Leetcode日记--129. Sum Root to Leaf Numbers

题目如下:

Given a binary tree containing digits from 0-9 only, each root-to-leaf path could represent a number.

An example is the root-to-leaf path 1->2->3 which represents the number 123.

Find the total sum of all root-to-leaf numbers.

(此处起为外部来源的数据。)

PR #314, opened 2019-03-16
Index keys and builder

### LINKED ISSUE #147: Bringing in Index
We want to start bringing in the bw_tree as our index. This will entail:
- [x] adding bwtree.h/.cpp to the third_party folder
- [ ] modify the wrapper bwtree_index.h to not inherit from index.h anymore, and any other adjustments we need to make it work with Terrier
- [ ] discuss any other dependencies you find before bringing them in

lmwnshn:
Fix #147.

CompactIntsKey; GenericKey; BwTree index wrapper which supports inserts, conditional inserts, deletes, point queries.

**Changes from Peloton**
- Our ProjectedRow reshuffles attributes. We precompute some math in the index metadata to figure out what goes where.
- Our value system is less overpowered. This complicated the keys.
- Much more key test coverage relative to Peloton. We generate random key schemas, populate them, tweak an attribute with some probability, and make sure the == and < make sense. We do this for both CompactIntsKey and GenericKey.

Note: A leaf is a node with no children.

Example1:

Input: [1,2,3]
1
/ \
2 3
Output: 25
Explanation:
The root-to-leaf path 1->2 represents the number 12.
The root-to-leaf path 1->3 represents the number 13.
Therefore, sum = 12 + 13 = 25.

Example 2:

Input: [4,9,0,5,1]
4
/ \
9 0
 / \
5 1
Output: 1026
Explanation:
The root-to-leaf path 4->9->5 represents the number 495.
The root-to-leaf path 4->9->1 represents the number 491.
The root-to-leaf path 4->0 represents the number 40.
Therefore, sum = 495 + 491 + 40 = 1026.

思路

方法一:递归,深度优先

这个思路很容易想到,就是上一层的值往下传并乘以10,加上本层的值,每次递归,直到加到最底下一层。

代码如下:

/**
 * Definition for a binary tree node.
 * public class TreeNode {
 *     int val;
 *     TreeNode left;
 *     TreeNode right;
 *     TreeNode(int x) { val = x; }
 * }
 */
class Solution {
    public int sumNumbers(TreeNode root) {
        // if(root==null)
            // return 0;
        return helper(root,0);
    }
    public int helper(TreeNode root,int lastLayerVal){
        if(root==null)
            return 0;
        // int leftSum=0,rightSum=0;
        int thisLayerVal = lastLayerVal*10 + root.val;
        if(root.left!=null||root.right!=null)
            return helper(root.left,thisLayerVal) + helper(root.right,thisLayerVal);
        else
            return thisLayerVal;
    }
}

方法二:广度优先,迭代

使用广度优先搜索,需要维护两个队列,分别存储节点和节点对应的数字。

初始时,将根节点和根节点的值分别加入两个队列。每次从两个队列分别取出一个节点和一个数字,进行如下操作:

如果当前节点是叶子节点,则将该节点对应的数字加到数字之和;

如果当前节点不是叶子节点,则获得当前节点的非空子节点,并根据当前节点对应的数字和子节点的值计算子节点对应的数字,然后将子节点和子节点对应的数字分别加入两个队列。

搜索结束后,即可得到所有叶子节点对应的数字之和。

class Solution {
    public int sumNumbers(TreeNode root) {
        if (root == null) {
            return 0;
        }
        int sum = 0;
        Queue<TreeNode> nodeQueue = new LinkedList<TreeNode>();
        Queue<Integer> numQueue = new LinkedList<Integer>();
        nodeQueue.offer(root);
        numQueue.offer(root.val);
        while (!nodeQueue.isEmpty()) {
            TreeNode node = nodeQueue.poll();
            int num = numQueue.poll();
            TreeNode left = node.left, right = node.right;
            if (left == null && right == null) {
                sum += num;
            } else {
                if (left != null) {
                    nodeQueue.offer(left);
                    numQueue.offer(num * 10 + left.val);
                }
                if (right != null) {
                    nodeQueue.offer(right);
                    numQueue.offer(num * 10 + right.val);
                }
            }
        }
        return sum;
    }
}

作者:LeetCode-Solution
链接:https://leetcode-cn.com/problems/sum-root-to-leaf-numbers/solution/qiu-gen-dao-xie-zi-jie-dian-shu-zi-zhi-he-by-leetc/
来源:力扣(LeetCode)
著作权归作者所有。商业转载请联系作者获得授权,非商业转载请注明出处。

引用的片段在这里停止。